Hier wird verständlich erklärt, wie sich die Erkrankungen zeigen, was man heute darüber weiß und wo verlässliche Informationen zu finden sind.

Definition

Was ist FD/MAS?

Die fibröse Dysplasie (FD) ist eine seltene Erkrankung bei der in einem oder mehreren Skelettabschnitten der normale Knochen durch fibröses Gewebe ersetzt wird. Dies kann zu Störungen im Wachstum, Knochenschmerzen, Verformungen und Frakturen und dadurch zu funktionellen Einschränkungen führen.

Treten zusätzlich charakteristische Veränderungen außerhalb des Skelettes mit hormonellen Störungen (z.B. vorzeitige Pubertät, Wachstumshormonüberschuss) und typische Hauterscheinungen (sog. Café-au-lait Pigmentierung) auf, spricht man vom McCuneAlblight-Syndrom (MAS). Zusammen wird das Krankheitsbild als FD/MAS bezeichnet.

Damit ist FD/MAS eine komplexe Erkrankung, die durch vielfältige Erscheinungsformen gekennzeichnet ist und eine individuelle, multidisziplinäre Behandlung erfordert.

Diagnose als ersten Schritt

Endlich wissen, was los ist

Aufgrund der Seltenheit der Erkrankung und der Vielfalt der klinischen Erscheinungsformen kann die vollumfängliche Diagnose von FD/MAS oft lange dauern. Nachdem ein Kinder- oder Hausarzt:in die spezifische Situation erstmals beurteilt hat, ist meist eine Überweisung an erfahrene Spezialist:innen, welche sich mit Knochenstoffwechselstörungen und seltenen Erkrankungen auskennen, ratsam.

Dennoch treffen neu diagnostizierte Patient:innen und ihre Familien oft auf Facharzt:innen, die nur über begrenzte Kenntnisse der Erkrankung verfügen. Dies führt dazu, dass die Patient:innen oftmals keine vollständige Aufklärung über ihr Krankheitsbild und ihre Behandlungsmöglichkeiten erhalten. Denn auch in Deutschland gibt es nur wenige Ärzt:innen, die regelmäßig Patient:innen mit FD/MAS betreuen. 

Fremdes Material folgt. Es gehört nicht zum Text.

PR #283, opened 2017-11-02
fix: Mark opaque type identifiers as defined with define-flow-type

### LINKED ISSUE #260: Support new Flow "opaque type" syntax
https://flow.org/en/docs/types/opaque-types/

Right now this new Flow 0.51 syntax produces eslint errors.

valscion:
This PR fixes #260 by suppressing invalid `no-undef` warnings when `define-flow-type` is active.

It seems like there's some upstream problems with opaque types causing `opaque type A = Array` to report `A` as `no-undef`, even though it shouldn't. Does anyone happen to have an idea as to which piece of this dependency graph would be responsible for fixing that?

### DIFF
--- a/README.md
+++ b/README.md
@@ -252,6 +252,9 @@ var a: AType<BType>
 type A = AType
 // Additional rules: {"no-undef":2}
 
+opaque type A = AType
+// Additional rules: {"no-undef":2}
+
 function f(a: AType) {}
 // Additional rules: {"no-undef":2}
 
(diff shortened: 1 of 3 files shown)


gajus:
Whats the state of this PR?

valscion:
> Whats the state of this PR?

I rebased this on top of `master` and verified on my own codebase that this fixes the `no-undef` that gets raised with `opaque type A = Array` code.

```js
// @flow

opaque type A = Array;
```

## Before, with `v2.30.1`

screen shot 2017-12-11 at 10 09 36

## After, with this PR

screen shot 2017-12-11 at 10 10 08

---

The cases raising `no-undef` error without `define-flow-type` rule active are mysterious to me, and are likely problems with some upstream dependency. When `define-flow-type` is active, that possible upstream bug also disappears.

All in all, I think that this PR is ready to be merged and shipped — there's nothing extra that needs to be done here.

PR #298, opened 2018-01-06
feat: add no-flow-fix-me-comments

TheSavior:
We use this lint rule internally at Facebook to make sure we keep an eye on these flow suppression comments and ensure they get fixed over time. We figure this might be useful to others as well.

cc @bestander


bestander:
Nice, thanks for doing it, @TheSavior!

Issue #293, opened 2017-12-05
error Cannot read property 'type' of undefined


StevePotter:
Hi, we are using version 2.39.1 and I suddenly got an error when creating a Flow type from spreading other types.  This is a feature of Flow that allows union types for sealed objects.  Without the spread syntax, I cannot get Flow to work right.  So Flow worked but then lint failed.

It fails on all of the eslint-flowtype rules.  Only if I remove them from .eslintrc.json does it work.  Disabling all the rules in a /* eslint-disable */ did not fix it.

The Flow type that's causing it:
```
type DataProps = {
  ...ApolloQueryResult,
  ...ClaimsQuery,
  refetch: () => Promise<Object>,
  loadMoreClaims: () => Promise<Object>,
}
```

Stack trace:
```
Cannot read property 'type' of undefined
TypeError: Cannot read property 'type' of undefined
    at /private/tmp/mobile/node_modules/eslint-plugin-flowtype/dist/rules/noDupeKeys.js:76:31
    at arrayEach (/private/tmp/mobile/node_modules/lodash/lodash.js:537:11)
    at Function.forEach (/private/tmp/mobile/node_modules/lodash/lodash.js:9359:14)
    at checkForDuplicates (/private/tmp/mobile/node_modules/eslint-plugin-flowtype/dist/rules/noDupeKeys.js:73:22)
    at listeners.(anonymous function).forEach.listener (/private/tmp/mobile/node_modules/eslint/lib/util/safe-emitter.js:47:58)
    at Array.forEach (native)
    at Object.emit (/private/tmp/mobile/node_modules/eslint/lib/util/safe-emitter.js:47:38)
    at NodeEventGenerator.applySelector (/private/tmp/mobile/node_modules/eslint/lib/util/node-event-generator.js:251:26)
    at NodeEventGenerator.applySelectors (/private/tmp/mobile/node_modules/eslint/lib/util/node-event-generator.js:280:22)
    at NodeEventGenerator.enterNode (/private/tmp/mobile/node_modules/eslint/lib/util/node-event-generator.js:294:14)
    at CodePathAnalyzer.enterNode (/private/tmp/mobile/node_modules/eslint/lib/code-path-analysis/code-path-analyzer.js:608:23)
```

I assume this is a Flow feature that hasn't been taken into account.  I'd be happy to work on a fix.  Any tips for getting started?

valentinvoilean:
Any news about this issue ?

[...]

PR #302, opened 2018-01-18
Prevent crash when using types with spreads

StevePotter:
Fixes https://github.com/gajus/eslint-plugin-flowtype/issues/293

This just avoids a crash.  It doesn't go any further.  But at least the plugin is usable :)

Oh man, I just saw https://github.com/gajus/eslint-plugin-flowtype/pull/266.  This might be a duplicate although that PR seems more ambitious so I'll leave this PR open

### DIFF
--- a/src/rules/noDupeKeys.js
+++ b/src/rules/noDupeKeys.js
@@ -62,6 +62,10 @@ const create = (context) => {
 
     _.forEach(node.properties, (identifierNode) => {
       const needle = {name: getParameterName(identifierNode, context)};
+      // avoids error for types constructed from spreading others like: type Props = { ...A, ...B }
+      if (identifierNode.type === 'ObjectTypeSpreadProperty') {
+        return
+      }
 
       if (identifierNode.value.type === 'FunctionTypeAnnotation') {
         needle.args = _.map(identifierNode.value.params, (param) => {


src/rules/noDupeKeys.js
```diff
@@ -62,6 +62,10 @@ const create = (context) => {
 
     _.forEach(node.properties, (identifierNode) => {
       const needle = {name: getParameterName(identifierNode, context)};
+      // avoids error for types constructed from spreading others like: type Props = { ...A, ...B }
+      if (identifierNode.type === 'ObjectTypeSpreadProperty') {
+        return
```
serchavalos: missing `;` bro 😄

suchipi:
@gajus I know babel 7 is still beta, but is there any chance this could be merged before its release? This PR is not very intrusive.

MoOx:
This is not tied to babel 7. You can use latest babel-eslint (8.x) with babel 6 and get this problem. This PR fix the bug I have. Would be nice to see this merged!

@StevePotter could you make CI green? There is some easy fix here https://travis-ci.org/gajus/eslint-plugin-flowtype/jobs/330540986#L2043

kusmierz:
The same issue seems to appear for `sortKeys` rule:
```
Cannot read property 'type' of undefined
TypeError: Cannot read property 'type' of undefined
    at ./node_modules/eslint-plugin-flowtype/dist/rules/sortKeys.js:85:24
```

IanVS:
https://github.com/gajus/eslint-plugin-flowtype/issues/293 is closed/fixed, so I think this PR can be closed as well now?  Although I don't know if `sortKeys` is still broken (I don't use it).

gajus:
> Although I don't know if sortKeys is still broken (I don't use it).

That would be a separate issue anyway.

PR #305, opened 2018-01-24
feat: add require-exact-type rule (fixes #304)

### LINKED ISSUE #304: Enforce exact object types
It would be interesting and useful to be able to enforce the use of exact object types for type definitions (see [here](https://flow.org/en/docs/types/objects/#toc-exact-object-types)).

Example:

```ts
// Don't allow the following
type StateType = { query: string };
const state: StateType = { query: 'hello', foo: 'bar' }; // valid

// Enforce the following
type StateType = {| query: string |};
// or
type StateType = $Exact<{ query: string }>;

const state: StateType = { query: 'hello', foo: 'bar' }; // invalid
const state: StateType = { query: 'hello' }; // valid
```

grit96:
Adds support for enforcing exact object types.


gajus:
Thank you

Issue #290, opened 2017-11-21
Eslint doesnt know about $ReadOnly utility type


smdern:
`$ReadOnly` was added in flow `0.59`

https://github.com/facebook/flow/blob/master/Changelog.md#0590

gajus:
PR welcome.

lll000111:
I don't get an error. Demo code &mdash; both Flow and eslint report no errors:

```js
// @flow
'use strict';

type MyObj = {| foo: number |};

/**
 * @param obj
 */
function demo (obj: $ReadOnly<MyObj>): void {

}

demo({foo: 42});
```

mattdarveniza:
I also get an eslint no-undef violation when any flow utility type is used. I don't see any reference to these global utility types anywhere in the repository, so I'm a little confused as to how eslint _wouldn't_ raise a no-undef violation for those that can't reproduce.

The above code produces the following error output for me:

```
error  '$ReadOnly' is not defined                    no-undef
```

The referenced PR would resolve this.

n1ru4l:
I can confirm this issue by using the following versions

```
    "eslint-plugin-flowtype": "2.46.1",
    "eslint-plugin-jest": "21.15.0",
    "eslint-plugin-prettier": "2.6.0",
    "babel-core": "6.26.0",
    "babel-eslint": "8.2.2",
    "babel-plugin-macros": "2.2.0",
    "babel-plugin-transform-export-extensions": "6.22.0",
    "babel-plugin-transform-flow-strip-types": "6.22.0",
    "babel-plugin-transform-object-rest-spread": "6.26.0",
    "babel-plugin-transform-runtime": "6.23.0",
    "babel-preset-env": "1.6.1",
```

**.eslintrc.js**
```js
`use strict`

module.exports = {
  root: true,
  plugins: [`prettier`, `jest`, `flowtype`],
  parser: `babel-eslint`,
  parserOptions: {
    ecmaVersion: 8,
    sourceType: `module`,
    ecmaFeatures: {
      jsx: true,
      experimentalObjectRestSpread: true,
    },
  },
  env: {
    node: true,
    es6: true,
  },
  extends: [`eslint:recommended`, `plugin:jest/recommended`],
  rules: {
    'prefer-const': [`error`],
    'no-var': [`error`],
  },
  overrides: [
    {
      files: ['src/**/__tests__/**/*.js'],
      env: {
        'jest/globals': true,
      },
    },
  ],
}

```

[...]

PR #308, opened 2018-02-01
Add utility types as globals

dpeek:
I ran into #290 so took a naive stab at fixing it. Didn't seem like other utility types were being handled either, so I added them as globals.

Right now you opt-in by putting this in your config:

```
"env": {
    "flowtype/globals": true
},
```

Let me know if I've put it in the wrong place and I'll fix up. Also not sure if you can only specify globals when a file has `@flow` marker...


oliverodaa:
This seems like a great idea addition but it looks like it has not been merged yet. Why not?

gajus:
> flowtype/globals

Where is this documented?

gajus:
Cannot replicate the issue.

Please correct me if I am wrong and will re-open.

Zusätzlich zur Seltenheit der Erkrankung, den Wissenslücken hinsichtlich Pathogenese und Krankheitsverlauf, erschwert ein Mangel an klinischen Studien die Behandlung. Spezialisierte Facharzt:innen für FD/MAS besitzen Kenntnisse über die aktuelle Studienlage. Sie können über neueste Behandlungsmöglichkeiten aufklären und gegebenenfalls die Teilnahme an einer Studie bewerten oder einleiten.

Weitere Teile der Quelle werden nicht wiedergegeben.